**YOUR TASK**:
A word-for-word restatement of the listing is the only acceptable answer.

<<<<

PR #354, opened 2025-08-27
[zayyankece] iP

zayyankece:
### JOKO TASK MANAGER
-------------------------------------------------------------------

> “I love deadlines. I like the whooshing sound they make as they fly by.” – Douglas Adams

### Key Features 
-----------------------------------------------------------------
**Joko** helps you keep track of your tasks. It is:

- Text-based
- Simple to use
- Fast ⚡

### Getting Started
-----------------------------------------------------------------
Getting started is easy:

1. **Download** it from [here](https://github.com/zayyankece/ip)
2. **Run** the application
3. **Add** your tasks
4. **Let it manage** them for you 😉

And yes, it is free!

### Some Features
-----------------------------------------------------------------
Features:

- [X]  Managing tasks
- [X]  Managing deadlines
- [ ] Reminders (coming soon)

### Code Structure
-----------------------------------------------------------------
For Java programmers, you can **practice coding** too. Here's the main method:
```
public class Joko {
        Application.launch(JokoApp.class, args);
    }
}
```

Some additional points:

- You can mark tasks as done using `mark <task number>`
- You can unmark tasks using `unmark <task number>`
- Say no to Old CLI commands :P


src/main/java/Joko.java
```diff
@@ -0,0 +1,263 @@
...
+                System.out.println("sorry i could not understand your command :(");
+                System.out.println("____________________________________________________________");
+            }
+        }
+
+        sc.close();
+    }
+
+    static class Task {
+        protected final String desc;
```
abhatia2003: Perhaps a better naming style could be ```DESCRIPTION```, since ```desc``` is a constant, to follow the Java Coding Standard.

src/main/java/Joko.java
```diff
@@ -0,0 +1,263 @@
+import java.io.File;
+import java.io.IOException;
+import java.time.LocalDate;
+import java.time.LocalDateTime;
+import java.time.format.DateTimeFormatter;
+import java.util.Scanner;
+import java.util.ArrayList;
+
+public class Joko {
```
abhatia2003: You can consider adding a JavaDoc header for public methods and classes, to make the code more informative for users that may not be accustomed to Java.

src/main/java/Joko.java
```diff
@@ -0,0 +1,263 @@
...
+                        }
+                        newTask = new ToDo(desc);
+                    } catch (Exception e) {
+                        System.out.println("Error adding Todo: " + e.getMessage());
+                    }
+                } else if (command.equals("deadline")) {
+                    try {
+                        String[] parts = input.substring(9).split(" /by", 2);
+                        if (parts.length < 2 || parts[0].trim().isEmpty() || parts[1].trim().isEmpty()) {
+                            throw new IllegalArgumentException("Deadline must have a description and " +
```
abhatia2003: Just a small suggestion, having the ```+``` on the next line could be better as then, it would be in line with the Java Coding Standard. For instance, in this case, it would be as follows: 
```throw new IllegalArgumentException("Deadline must have a description and "```
```+ "a /by date/time (dd/MM/yyyy HHmm)");```

Lines 176, 204 and 205 can also be modified to reflect this change and more closely follow the Java Coding Standard.

File: src/main/java/Joko.java [hunk 4]
```diff
@@ -0,0 +1,263 @@
+import java.io.File;
+import java.io.IOException;
+import java.time.LocalDate;
+import java.time.LocalDateTime;
+import java.time.format.DateTimeFormatter;
+import java.util.Scanner;
```
abhatia2003: Can consider swapping line 6 with line 7 to ensure that the imports are in lexicographical order and hence follow the Java Coding Standard.

abhatia2003 (commented):
Code mostly follows the Java Coding Standard, which is great to see! Just need to fix some small details and it should be fully compliant with the Coding Standard, nicely done!

src/main/java/Joko.java
```diff
@@ -0,0 +1,182 @@
...
+        }
+
+        @Override
+        public String toString() {
+            return getStatus() + desc;
+        }
+    }
+
+    static class Deadline extends Task {
+        protected LocalDateTime by;
```
keitht8y:
```suggestion
        protected LocalDateTime endDate
```

src/main/java/Storage.java
```diff
@@ -0,0 +1,67 @@
+import java.io.File;
+import java.io.IOException;
+import java.time.LocalDateTime;
+import java.time.format.DateTimeFormatter;
+import java.util.ArrayList;
+import java.util.Scanner;
+
+public class Storage {
+    private final String filename;
```
keitht8y:
```suggestion
    private final String fileName
```

src/main/java/Ui.java
```diff
@@ -0,0 +1,78 @@
...
+
+public class Ui {
+    private final Scanner sc;
+
+    public Ui() {
+        this.sc = new Scanner(System.in);
+    }
+
+    public void showWelcome(ArrayList<Joko.Task> tasks) {
+        System.out.println("____________________________________________________________");
```
keitht8y: Perhaps saving the message divisors as a reusable constant to be printed might help to save some code space 💭?

keitht8y (commented):
LGTM 👍. Just a few nits to fix.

>>>>

**YOUR SOLUTION**:
PR #354, opened 2025-08-27
[zayyankece] iP

zayyankece:
### JOKO TASK MANAGER
-------------------------------------------------------------------

> “I love deadlines. I like the whooshing sound they make as they fly by.” – Douglas Adams

### Key Features 
-----------------------------------------------------------------
**Joko** helps you keep track of your tasks. It is:

- Text-based
- Simple to use
- Fast ⚡

### Getting Started
-----------------------------------------------------------------
Getting started is easy:

1. **Download** it from [here](https://github.com/zayyankece/ip)
2. **Run** the application
3. **Add** your tasks
4. **Let it manage** them for you 😉

And yes, it is free!

### Some Features
-----------------------------------------------------------------
Features:

- [X]  Managing tasks
- [X]  Managing deadlines
- [ ] Reminders (coming soon)

### Code Structure
-----------------------------------------------------------------
For Java programmers, you can **practice coding** too. Here's the main method:
```
public class Joko {
        Application.launch(JokoApp.class, args);
    }
}
```

Some additional points:

- You can mark tasks as done using `mark <task number>`
- You can unmark tasks using `unmark <task number>`
- Say no to Old CLI commands :P


src/main/java/Joko.java
```diff
@@ -0,0 +1,263 @@
...
+                System.out.println("sorry i could not understand your command :(");
+                System.out.println("____________________________________________________________");
+            }
+        }
+
+        sc.close();
+    }
+
+    static class Task {
+        protected final String desc;
```
abhatia2003: Perhaps a better naming style could be ```DESCRIPTION```, since ```desc``` is a constant, to follow the Java Coding Standard.

src/main/java/Joko.java
```diff
@@ -0,0 +1,263 @@
+import java.io.File;
+import java.io.IOException;
+import java.time.LocalDate;
+import java.time.LocalDateTime;
+import java.time.format.DateTimeFormatter;
+import java.util.Scanner;
+import java.util.ArrayList;
+
+public class Joko {
```
abhatia2003: You can consider adding a JavaDoc header for public methods and classes, to make the code more informative for users that may not be accustomed to Java.

src/main/java/Joko.java
```diff
@@ -0,0 +1,263 @@
...
+                        }
+                        newTask = new ToDo(desc);
+                    } catch (Exception e) {
+                        System.out.println("Error adding Todo: " + e.getMessage());
+                    }
+                } else if (command.equals("deadline")) {
+                    try {
+                        String[] parts = input.substring(9).split(" /by", 2);
+                        if (parts.length < 2 || parts[0].trim().isEmpty() || parts[1].trim().isEmpty()) {
+                            throw new IllegalArgumentException("Deadline must have a description and " +
```
abhatia2003: Just a small suggestion, having the ```+``` on the next line could be better as then, it would be in line with the Java Coding Standard. For instance, in this case, it would be as follows: 
```throw new IllegalArgumentException("Deadline must have a description and "```
```+ "a /by date/time (dd/MM/yyyy HHmm)");```

Lines 176, 204 and 205 can also be modified to reflect this change and more closely follow the Java Coding Standard.

File: src/main/java/Joko.java [hunk 4]
```diff
@@ -0,0 +1,263 @@
+import java.io.File;
+import java.io.IOException;
+import java.time.LocalDate;
+import java.time.LocalDateTime;
+import java.time.format.DateTimeFormatter;
+import java.util.Scanner;
```
abhatia2003: Can consider swapping line 6 with line 7 to ensure that the imports are in lexicographical order and hence follow the Java Coding Standard.

abhatia2003 (commented):
Code mostly follows the Java Coding Standard, which is great to see! Just need to fix some small details and it should be fully compliant with the Coding Standard, nicely done!

src/main/java/Joko.java
```diff
@@ -0,0 +1,182 @@
...
+        }
+
+        @Override
+        public String toString() {
+            return getStatus() + desc;
+        }
+    }
+
+    static class Deadline extends Task {
+        protected LocalDateTime by;
```
keitht8y:
```suggestion
        protected LocalDateTime endDate
```

src/main/java/Storage.java
```diff
@@ -0,0 +1,67 @@
+import java.io.File;
+import java.io.IOException;
+import java.time.LocalDateTime;
+import java.time.format.DateTimeFormatter;
+import java.util.ArrayList;
+import java.util.Scanner;
+
+public class Storage {
+    private final String filename;
```
keitht8y:
```suggestion
    private final String fileName
```

src/main/java/Ui.java
```diff
@@ -0,0 +1,78 @@
...
+
+public class Ui {
+    private final Scanner sc;
+
+    public Ui() {
+        this.sc = new Scanner(System.in);
+    }
+
+    public void showWelcome(ArrayList<Joko.Task> tasks) {
+        System.out.println("____________________________________________________________");
```
keitht8y: Perhaps saving the message divisors as a reusable constant to be printed might help to save some code space 💭?

keitht8y (commented):
LGTM 👍. Just a few nits to fix.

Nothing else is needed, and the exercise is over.